State’s average collection has dipped to Rs 933-crore against the committed Rs 1,787-crore per month, according to government records.
Manish Tiwari | Chandigarh
In what appears to be a major crisis, Punjab has been suffering a deficit of 48 per cent in revenue collection per month after the implementation of GST (Goods and Services Tax), the biggest tax reform introduced on July 1, 2017, by the Centre to make “one nation, one tax” in the country, it is learnt.
The state’s average collection per month has dipped to Rs 933 crore against the committed collection of Rs 1,787 crore, official figures reveal.
Maintaining the shocking revenue dip, Finance and Planning Minister Manpreet Singh Badal had informed the 15th Finance Commission that such a huge gap has arisen primarily on account of the discontinuation of state levies such as purchase tax and ID fee on food grains which totalled nearly 25 per cent of state’s base year revenue and have found no replacement in GST.
“While Punjab’s problem is particularly acute in the GST regime, nearly all states are facing some deficits that will only aggravate over the years and the compensation cess will fall woefully short to meet the rising deficits,” said Manpreet, adding the challenge is huge and need to be addressed right away even while it is possible to modulate GST.

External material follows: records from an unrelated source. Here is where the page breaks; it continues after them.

PR #3385, opened 2026-06-12
Replace `libflate` with `zune-inflate` for initramfs decompression

cqs21:
Decompression time comparison (average of 5 runs, in seconds):

### `make run_kernel` (initramfs.cpio.gz: 12M)

| Configuration | libflate | zune-inflate | Speedup |
|---|---|---|---|
| dev | 2.215s | 1.762s | 20.4% faster |
| release-lto | 0.133s | 0.094s | 29.3% faster |

### `make run_kernel ENABLE_BENCHMARK_TEST=true` (initramfs.cpio.gz: 32M)

| Configuration | libflate | zune-inflate | Speedup |
|---|---|---|---|
| dev | 5.941s | 4.675s | 21.3% faster |
| release-lto | 0.379s | 0.245s | 35.4% faster |

### `make run_kernel ENABLE_CONFORMANCE_TEST=true CONFORMANCE_TEST_SUITE=kselftest` (initramfs.cpio.gz: 121M)

| Configuration | libflate | zune-inflate | Speedup |
|---|---|---|---|
| dev | 22.958s | 22.881s | 0.3% faster |
| release-lto | 1.632s | 0.975s | 40.3% faster |

In release-lto builds, `zune-inflate` achieves **29-40% faster** decompression across all tested image sizes.

Dev builds gain ~20% for smaller images, but the advantage nearly disappears at 121M — likely because at that size the bottleneck shifts to memory allocation/copying rather than pure inflate computation.

### DIFF
--- a/Cargo.lock
+++ b/Cargo.lock
@@ -221,7 +221,6 @@ dependencies = [
  "jhash",
  "keyable-arc",
  "lending-iterator",
- "libflate",
  "logo-ascii-art",
  "loongArch64",
  "lru",
@@ -245,6 +244,7 @@ dependencies = [
  "xarray",
  "xmas-elf",
  "zerocopy",
+ "zune-inflate",
 ]
 
 [[package]]
@@ -1145,15 +1145,14 @@ name = "linux-bzimage-setup"
 version = "0.18.0"
 dependencies = [
  "cfg-if",
- "libflate",
  "linux-boot-params",
  "log",
- "no_std_io2",
  "tdx-guest",
  "uart_16550",
  "uefi",
  "uefi-raw 0.14.0",
  "xmas-elf",
+ "zune-inflate",
 ]
 
 [[package]]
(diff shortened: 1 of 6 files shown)


lrh2000:
Why not remove `libflate`? It is still used in `linux-bzimage` I think.

In addition, could you keep the crate names sorted in `Cargo.toml`?

cqs21:
> Why not remove `libflate`? It is still used in `linux-bzimage` I think.

Thanks for the reminder! However, `zune-inflate` currently only supports decompression yet (though it's mentioned as a future feature in its docs). So we can't replace `libflate` with `zune-inflate` in `linux-bzimage`.

lrh2000:
You still need to sort `kernel/Cargo.toml` I think...

---

> However, `zune-inflate` currently only supports decompression yet (though it's mentioned as a future feature in its docs). So we can't replace `libflate` with `zune-inflate` in `linux-bzimage`.

We can try to replace `bzimage/setup`. `bzimage/builder` is only used at build time so the impact is quite minimal.

But it is indeed a bit unfortunate that we cannot elimate `libflate` from `/Cargo.toml`. Thanks for the information.

tatetian:
Good job. This is definitely an improvement.

> likely because at that size the bottleneck shifts to memory allocation/copying rather than pure inflate computation.

What is the largest reasonable initramfs size in real-world scenarios? And under such scenarios, what is the overall gap of Asterinas vs Linux? Is the gap already bridged with this PR or the gap still exists and is caused by the inefficient memory allocation. 

```
pub fn decode_payload(payload: &[u8]) -> Vec<u8> {
```

The interface returning a `Vec` mandates repeatedly growing the capacity of the underlying buffer and doing memory copies. Does this design cause a major overhead?

tatetian (approved):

In his presentation to the Finance Commission, Punjab’s Finance Minister had recommended relatively higher rate of SGST. “It seems that the equal rates of CGST and SGST, that are prevalent now, may need to make way for a relatively higher rate of SGST, which may be so chosen that at
least the top half of the state do not need may compensation. A recommendation from the Finance Commission will provide a catalyst for this change,” he pressed.

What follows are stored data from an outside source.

PR #3386, opened 2026-06-12
Fix futimesat with O_PATH fd

WaterWhisperer:
## Summary

Fix `futimesat(fd, NULL, times)` to return `EBADF` when `fd` was opened with `O_PATH`.

## Changes

- Return `EBADF` for the legacy NULL-path `futimesat` case on `O_PATH` file descriptors.
- Add regression for `futimesat(fd, NULL, times)` with an `O_PATH` fd.
- Unblock the gVisor `FutimesatTest.OnNullPathWithOPath` case.

## Testing

- `./utimes_test --gtest_filter=FutimesatTest.OnNullPathWithOPath`

  ```text
  [  PASSED  ] 1 test.
  ```

  ```text
  79 of 79 test cases passed.
  ```

  ```text
  All regression tests passed.
  ```

### DIFF
--- a/kernel/src/syscall/utimens.rs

For the states like Punjab where the position is more aggravate, Finance Commission was urged to recommend a
graded compensation tapering formula to the Centre beyond June, 2022.
Manpreet said he was often advised to increase the rates of taxes that are outside the GST that constitute nearly 50 per cent of state’s total tax revenues. “This suggestion remains largely unworkable, particularly for state likes Punjab, with relatively smaller territories. The constitutional amendment relating to GST has also done away with Entry 52 relating to imposition of tax for the entry of goods in any local area. Ideally, this entry should have been removed only for goods that were included in GST. However, it applies to all goods. As a result, it is possible for even excluded petroleum products to come into s state with all taxes legitimately going to the origin state. Moreover, any comparative increase in tax rates makes smuggling from neighbouring states for more attractive,” the Finance Minister had stressed.

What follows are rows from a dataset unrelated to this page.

PR #3387, opened 2026-06-13
Add route/kernel per-namespace socket

co63oc:
https://www.gitlink.org.cn/competitions/track1_2026Asterinas

image

Currently, there is a TODO indicating that it should be a per-namespace socket (kernel/src/net/socket/netlink/route/kernel/mod.rs:73)
If the NetlinkRouteKernelSocket returns a pointer, unsafe should be used, and it contains PhantomData, which is a zero-size type. Here, Copy is used

### DIFF
--- a/kernel/src/fs/fs_impls/procfs/pid/task/ns.rs
+++ b/kernel/src/fs/fs_impls/procfs/pid/task/ns.rs
@@ -20,7 +20,7 @@ use crate::{
         },
     },
     ipc::IpcNamespace,
-    net::uts_ns::UtsNamespace,
+    net::{net_ns::NetNamespace, uts_ns::UtsNamespace},
     prelude::*,
     process::{NsProxy, UserNamespace, posix_thread::AsPosixThread},
     thread::Thread,
@@ -52,13 +52,15 @@ enum NsProxyEntry {
     Ipc,
     /// The mount namespace.
     Mnt,
+    /// The network namespace.
+    Net,
     /// The UTS namespace.
     Uts,
 }
 
 impl NsProxyEntry {
     /// All supported `NsProxy`-backed namespace entries.
-    const ALL: &[Self] = &[Self::Cgroup, Self::Ipc, Self::Mnt, Self::Uts];
+    const ALL: &[Self] = &[Self::Cgroup, Self::Ipc, Self::Mnt, Self::Net, Self::Uts];
 
     /// Returns the filename of this namespace entry under `/proc/[pid]/ns/`.
     fn as_str(self) -> &'static str {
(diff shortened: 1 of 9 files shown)


StevenJiang1110:
Thank you for your contribution at first!

The issue you addressed is a real one, and introducing a network namespace to centrally manage network resources is indeed the right direction. However, the current implementation is quite incomplete. A key concern is that introducing a network namespace requires isolating resources such as interfaces, sockets, and more — yet this PR only isolates the rtnetlink socket, which is far from sufficient. It is therefore difficult to say that this PR establishes a correct network namespace abstraction.

Additionally, this PR supports creating new network namespaces from an existing one, which is actually a fairly complex topic. If I recall correctly, each newly created network namespace should come with its own loopback device, while physical devices (e.g., virtio-net) are only accessible from the root network namespace. None of this logic is currently in place.

My suggestion would be to narrow the scope of this PR to implementing the init network namespace — that is, placing all resources that should be isolated by a network namespace (such as interfaces, socket tables covering not just TCP and UDP but potentially also UNIX sockets and other resources, and devices) into it. This would be analogous to our current init user namespace support: we don't yet support creating new user namespaces, but the abstraction is already used in the right places (e.g., capability checks). If you also want to support creating new network namespaces, I would recommend leaving that for a follow-up PR.

lrh2000:
> yet this PR only isolates the rtnetlink socket

This PR does not even do that. It introduces a `Copy` `NetlinkRouteKernelSocket`, which makes no sense and cannot isolate anything.

StevenJiang1110:
> This PR does not even do that. It introduces a `Copy` `NetlinkRouteKernelSocket`, which makes no sense and cannot isolate anything.

You are right — this appears to be an incorrect implementation. I hadn't looked at it carefully.

co63oc:
> > This PR does not even do that. It introduces a `Copy` `NetlinkRouteKernelSocket`, which makes no sense and cannot isolate anything.
> 
> You are right — this appears to be an incorrect implementation. I hadn't looked at it carefully.

image
Because it is marked as "中" here, I think the scope of modification should not be too large, returning different objects or pointers.

If that's the case, I'll look at other parts that are easier to modify。  

https://asterinas.github.io/book/to-contribute/coding-guidelines/how-guidelines-are-written.html
image
There's no need to take up time to say much. According to Rust's rules, the code is like this, and the PR (Pull Request) is also like this, what a PR should do should be simple and effective. If changes are necessary, they should be minimal and it should be easy to determine whether they are acceptable. If significant changes are required, it can be closed
If it's a larger task, we can design it as multiple PRs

He also reminded the 15th Finance Commission that the 13th Finance Commission had recommended a GST rate of 5 per cent for the Centre and 7 per cent for the states. Even the Arvind Subramanian Committee recommended a RNR of 7 per cent for Centre and 8 per cent for the states in a single rate structure and a standard rate of 8 per cent for Centre and 9 per cent for the states in a dual structure.
Bringing on record that Punjab has taken the maximum hit post GST, Manpreet said Punjab rank highest amongst all the states with a shortage of 37 per cent during 2017-18 and 36 per cent for the current year. The figures would have been much higher but for the adjustment made in pursuance to a decision of the GST Council to provisionally distribute the unused IGST on 50:50 basis between Centre and the States. “This amount will not be available in future years barring a miniscule portion, once the opening balance of IGST starts equalling the closing balance,” Manpreet noted.